Sinergi Kesehatan Indonesia-Korea di Cipatik: Bakti Sosial Humanis yang Menyatukan Dua Bangsa
Jayantara-News.com, Bandung Barat
Desa Cipatik, Kecamatan Cihampelas, menjadi titik temu kolaborasi lintas negara antara tenaga kesehatan Indonesia dan Korea Selatan dalam sebuah kegiatan bakti sosial bermuatan kemanusiaan dan diplomasi publik. Diinisiasi oleh Yayasan KJR, kegiatan ini memberikan pelayanan kesehatan gratis kepada sekitar 400 warga, sekaligus mempererat solidaritas antarbangsa melalui aksi nyata di tengah masyarakat.
Tenaga kesehatan dari dua negara terlibat langsung dalam kegiatan ini: dokter gigi lokal dan lima tenaga medis serta terapis dari Korea Selatan. Mereka melayani masyarakat dengan pendekatan menyeluruh, dari pemeriksaan tekanan darah, mata, gigi, hingga terapi tubuh berbasis teknik tradisional Korea dan alat modern.

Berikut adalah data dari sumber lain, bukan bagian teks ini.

PR #1730, opened 2020-01-03
init: Add switch init option

rizalmart:
Add option to switch init system by putting init=[systemd|runit|minit|openrc|sysvinit] on boot parameter otherwise it use busybox init by default

### DIFF
--- a/woof-code/rootfs-skeleton/sbin/init
+++ b/woof-code/rootfs-skeleton/sbin/init
@@ -38,7 +38,6 @@ openrc)
  [ -f /usr/sbin/openrc-init ] && INITEXE='/usr/sbin/openrc-init'
 ;;
 systemd)
- exec 1>/dev/console 2>&1
  [ -f /lib/systemd/systemd ] && INITEXE='/lib/systemd/systemd'
  [ -f /bin/systemd ] && INITEXE='/bin/systemd'
  [ -f /sbin/systemd ] && INITEXE='/sbin/systemd'
--- a/woof-code/rootfs-skeleton/sbin/init
+++ b/woof-code/rootfs-skeleton/sbin/init
@@ -14,7 +14,39 @@ if [ "$DISPLAY" ] || [ "$XDG_CONFIG_HOME" ] ; then
 	exit
 fi
 
+INITTYPE="$(cat /proc/cmdline | tr ' ' '\n' | grep -E "^init=" | cut -f 2 -d '=')"
+
 INITEXE='/bin/busybox init'
+
+case $INITTYPE in
+minit)
+ [ -f /bin/minit ] && INITEXE='/bin/minit'
+ [ -f /sbin/minit ] && INITEXE='/sbin/minit'
+ [ -f /usr/bin/minit ] && INITEXE='/usr/bin/minit'
+ [ -f /usr/sbin/minit ] && INITEXE='/usr/sbin/minit'
+;;
+runit)
+ [ -f /bin/runit ] && INITEXE='/bin/runit'
+ [ -f /sbin/runit ] && INITEXE='/sbin/runit'
+ [ -f /usr/bin/runit ] && INITEXE='/usr/bin/runit'
+ [ -f /usr/sbin/runit ] && INITEXE='/usr/sbin/runit'
+;;
+openrc)
+ [ -f /bin/openrc-init ] && INITEXE='/bin/openrc-init'
+ [ -f /sbin/openrc-init ] && INITEXE='/sbin/openrc-init'
+ [ -f /usr/bin/openrc-init ] && INITEXE='/usr/bin/openrc-init'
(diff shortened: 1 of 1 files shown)


s243a (commented):
I think this code just covers the full install case. Correct? If so then there would need to be a corresponding change in Initrd for the frugal install case.

I'm on my phone now so I can't look at the full code.

rizalmart:
Nope it covers frugal too. It doesn't need to change the initrd init script. I tested this and it works.

s243a:
Cool.I looked and you are correct. If the woof-CE custodians decide to implement this then they might want to consider whether or not there should be an option to explicitly specify "busybox init". I agree that "busybox init" should be the default, but if someone forks woof-CE then they might want to change the defaults.

01micko:
I have an opinion on this but for now I'll keep it to myself.

I would like the opinion of @peabee @mavrothal @wdlkmpx @gyrog @mrfricks @jamesbond3142 and others before a decision is made.

Just the word `systemd` in puppy base code may scare many off. It caused [furore](http://www.murga-linux.com/puppy/viewtopic.php?p=1044667#1044667) when it was simply mentioned in `PKGS_SPECS_TABLE`, because it is dependency of some debian based applications.

If it ends up being rejected, then there is nothing to stop a noarch `pet` being installed to overwrite `/sbin/init`, after all, woof-CE is meant to be extensible.

s243a:
> I would like the opinion of @peabee @mavrothal @wdlkmpx @gyrog @mrfricks @jamesbond3142 and others before a decision is made.
Agreed.  
> Just the word `systemd` in puppy base code may scare many off. It caused [furore](http://www.murga-linux.com/puppy/viewtopic.php?p=1044667#1044667) when it was simply mentioned in `PKGS_SPECS_TABLE`, because it is dependency of some debian based applications.

In fairness, many people didn't understand why. After some discussion I think what came out is that systemd-udev is more about branding than an actuall systemd dependency. Therefore, at the moment it seems like a harmless change and it's good that @wdlkmpx has provided this temporary fix but in my opinion in the long term it would be much better to use eudev instead.

> If it ends up being rejected, then there is nothing to stop a noarch `pet` being installed to overwrite `/sbin/init`, after all, woof-CE is meant to be extensible.

Perhaps this is a politically better approach to the suggested change. In other words put this option in rootfs-packages, which the puppy builder can consciously choose to include in their build. The only downside of this approach is code maintence. An important change might get put into the rootfs-skeleton version of init that doesn't make it into the pet. 

Anyway, avoiding systemd is high on my priority list but I favour giving puppy builders choice over universally protesting systemd. Many recent applications only provide systemd startup scripts. That doesn't mean that they can't be started other ways but a user might not know how to do it. So far I have been able to avoid systemd but this might not always be the case. 

BTW, we can make it so a pet can't overwrite /sbin/init if we want. What you do is put a pristine copy in initrd and copy the pristine copy over the savefile version at boot. There could be a warning at boot to say that init was changed and the user could choose to boot with either the changed version or a pristine version.

peabee:
I have not heard a compelling case for this PR. As far as I know the current Puppy init works entirely adequately and successfully in the Puppy environment. If apps are moving to somehow be dependent on systemd for their installation then it may be that we will need to accommodate that if we want to have those apps available. I am not aware of any mainstream apps that are currently so encumbered. The backlash against systemd seems to be against its pervasive nature, its tendency to suck in ever more functions into a monolithic structure, and the attitude of its developers and protagonists. These attributes seem to be at odds with the Puppy philosophy of embracing the best modular components from wherever they are available. I would therefore be against any PR that suggested Puppy was embracing or approving of systemd. I think that Mick's suggestion that there are already plenty of mechanisms in Woof-CE available to system builders to configure their systems in whatever way they want is entirely correct and we shouldn't confuse developers or users by providing multiple choice solutions to problems that don't exist. I therefore vote against this PR.

jamesbond3142:
The PR is already closed, but here is my opinion anyway.

1. /sbin/init should not be a script. It should be a symlink to the actual init binary.

2. Initialisations that now are being done in /sbin/init script, should be re-factored into:
a) initrd /sbin/init, or
b) /etc/rc.sysinit

3. The binary /sbin/init (point 1 above) should have a hook to run /etc/rc.sysinit for its initialisation (using busybox init, this means adding the proper entry in /etc/inittab; in other init systems, similar hook should be provided).

4. When 1-3 has been done, changing init is just a matter of changing the symlink and adding the appropriate hooks. This can be done using a pet package; something that Woof-CE builders would use to customise their build.

5. I don't see the benefit of "run-time configurable init system" (e.g. passing boot parameter to specify init system to use) for regular users. I can see it helping developers for easy testing, but I don't see it useful for anyone else.
Any regular users who really want to use a different init system can always install the pet (see #4 above) and be done with it. They can always "recover" to the default init system by booting with pfix=ram.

Kades Cipatik, Asep, menyambut positif kegiatan ini. “Warga sangat antusias. Harapannya, kerja sama semacam ini bisa terus berlanjut di masa depan,” ujarnya, seraya mengucapkan terima kasih atas kontribusi nyata terhadap warganya.
Berlokasi di RW 2 Cipatik, kegiatan ini menjangkau semua lapisan usia: dari balita posyandu hingga lansia. Tak hanya layanan medis, anak-anak pun disuguhkan aktivitas edukatif seperti membuat gelang manik-manik. Suasana kian hangat dengan perayaan ulang tahun Ibu Anggra, pengawas Yayasan KJR yang sekaligus menjadi tuan rumah kegiatan.
“Biasanya acara ini digelar di Saung Lalakon. Tapi karena saya tinggal di Cipatik, saya ingin warga di sini juga merasakan manfaatnya,” tutur Anggra.
Menurut Hendra, Pembina Yayasan KJR, ini adalah kali pertama Cipatik menjadi lokasi kegiatan, meski program serupa telah menjadi agenda tahunan di tempat lain.
“Meskipun kita punya BPJS, tapi keluhan-keluhan ringan bisa langsung ditangani di sini tanpa antre panjang di rumah sakit,” jelasnya.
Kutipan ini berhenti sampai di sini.